The present invention relates to aircraft propulsion systems, and more particularly to control systems for aiding the prevention of the formation of contrails and/or for influencing the properties of contrails.
The term “contrail mitigation” is used herein to encompass the suppression of contrail formation and/or the alteration of contrail properties, for example to reduce the climate warming impact of contrails.
Contrails, also known as condensation trails or vapour trails, are line-shaped ice-clouds that appear behind aircraft under certain circumstances. The formation of a contrail depends on a number of factors, including: ambient temperature, humidity and pressure; the efficiency of the aircraft's engines; and the properties of the fuel burned in the engines.
A contrail, once formed, will typically dissipate within a minute or so, unless the ambient air is supersaturated with respect to ice, in which case the contrail may persist. A persistent contrail may grow over time to resemble natural cirrus cloud, both in size and optical properties, and is then referred to as “contrail-cirrus”. Line-shaped contrails and contrail-cirrus are collectively referred to as “aviation-induced cloudiness” (AIC). Contrail-cirrus is thought to cause a majority of the climate impact of AIC due to it being spatially-larger and longer-lived than non-persistent line-shaped contrails.

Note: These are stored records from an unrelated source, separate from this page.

PR #2211, opened 2025-01-22
Update Linux building documentation

tomboylover93:
This aims to:

- Make the instructions more direct;
- Add some much needed information about building on distros other than the ones specified;
- Add other ways to build shadPS4 from source based on what the user finds to be easier.


kalaposfos13:
Can you make the
```bash
cmake -S . -B build/ -DENABLE_QT_GUI=ON -DCMAKE_C_COMPILER=clang -DCMAKE_CXX_COMPILER=clang++
cd build/
cmake --build . --parallel$(nproc)
./shadps4
```
commands into:
```bash
cmake -S . -B build/ -DENABLE_QT_GUI=ON -DCMAKE_C_COMPILER=clang -DCMAKE_CXX_COMPILER=clang++
cmake --build ./build --parallel$(nproc)
./build/shadps4
```
One can argue that this is mostly just personal preference, but this makes it easier to use, as it doesn't include folder switching, and is one less command.

Also, you should make a note about the fact that you can now open games by providing the CUSA IDs as an argument. (only if the game folder is already set in config.toml)

tomboylover93:
@georgemoralis I forgot to change this after changing the lines as kalaposfos mentioned, can you do it for me?

```
diff --git a/documents/building-linux.md b/documents/building-linux.md
index 2672c70f..8621d8ac 100644
--- a/documents/building-linux.md
+++ b/documents/building-linux.md
@@ -99,7 +99,7 @@ Open `cmake-gui` and specify the source code and build directories. If you clone
 
 Click on Configure, select "Unix Makefiles", select "Specify native compilers", click Next and choose `clang` and `clang++` as the C and CXX compilers. Usually they are located in `/bin/clang` and `/bin/clang++`. Click on Finish and let it configure the project.
 
-Now every option should be displayed in red. Change anything you want, then click on Generate to make the changes permanent, then open a terminal window and do steps 2 and 3 of Option 1.
+Now every option should be displayed in red. Change anything you want, then click on Generate to make the changes permanent, then open a terminal window and do step 2 of Option 1.
 
 #### Option 3: Visual Studio Code
```

georgemoralis:
done

abouvier:
`shadps4-git` doesn't force any compiler, but uses the one configured by the user (which is `GCC` by default). `PKGBUILD` should strive to respect the configuration of the user not the preference of the developer. Some chose to compile everything with `clang` or without any optimization flag.

tomboylover93:
In that case, @georgemoralis could you change this?

```
-**Note**: The `shadps4-git` AUR package is not maintained by any of the developers, and it uses GCC as the compiler as opposed to Clang. Use at your own discretion.
+**Note**: The `shadps4-git` AUR package is not maintained by any of the developers, and it uses the default compiler, which is often set to GCC. Use at your own discretion.
```

georgemoralis:
done

tomboylover93:
Markdown isn't displaying properly, there needs to be a space before that first hashtag. 
image

georgemoralis:
ok..

PR #3991, opened 2026-02-03
Prevent posix_pthread_mutexattr_settype from setting invalid mutex types

Spirtix:
Some games like NHL17 (CUSA04326) pass `0` as the mutex type to `posix_pthread_mutexattr_settype`, which resets its recursive mutexes and causes them to behave incorrectly. The real ps4 kernel rejects this value.

I tested this on NHL17 and managed to get past the initial loading screen without any more race conditions caused by broken mutexes. It now crashes later in some video code...


StevenMiller123 (approved):
Seems good to me, matches FreeBSD's documentation for behavior.
I haven't checked libkernel decomp though.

It has been found that contrail properties may be affected by the properties of the fuel that is burned in the engine of an aircraft. Kerosene and other hydrocarbon fuels typically contain a wide variety of types of molecule, characterised by their sizes (number of carbon atoms) and shapes. Some common molecule shapes include: chain-shaped molecules (paraffins), chains with branches (iso-paraffins), and chains wrapped into rings (cyclo-paraffins). Also common within many hydrocarbon fuels is the family of molecules known as “aromatics”, which are also ring-shaped but possess different properties from the cyclo-paraffins.
European Patent Applications 13168164.5 (published as EP2685280) and 13168163.7 (published as EP2677139), both owned by Rolls-Royce plc, disclose systems for altering contrail properties by mixing a plurality of fuel sources together in different proportions so as to vary the final fuel composition supplied to the engines. However it has been found that the delay, between instructing a final fuel composition and observing the resultant change in contrail properties, reduces the responsiveness of the iterative system to changing conditions.
Depending on the metric employed, the climate-warming impact of aviation-induced cloudiness may be of a similar magnitude to that of the CO2 emitted by aircraft, and may therefore represent a significant element of aviation's total climate impact. Contrail mitigation, and particularly the mitigation of persistent contrails, therefore represents a compelling opportunity for a significant reduction in the overall climate warming impact of aviation. However any additional operational penalties incurred in order to achieve contrail mitigation require careful scrutiny to determine whether the penalties outweigh the possible contrail mitigation benefits.
The time taken to determine and implement an appropriate level of actuation of a contrail mitigation scheme or mechanism can be significant to the effectiveness of any measures undertaken. For example an aircraft at cruise can cause contrail formation at a rate of typically 10 miles (16 km) per minute and so an effective contrail mitigation system must be able to implement an acceptable solution rapidly, in order to minimise the aircraft's contrail-related climate-change impact in a cost-effective manner.
It is therefore an object of the present invention to manage the mitigation of contrails in a manner that reduces negative impact on climate, for example while minimising the operational penalty incurred in doing so. It may be considered an additional or alternative aim to provide a system for aircraft engine contrail mitigation which can react quickly and/or effectively to changes in contrail-inducing conditions.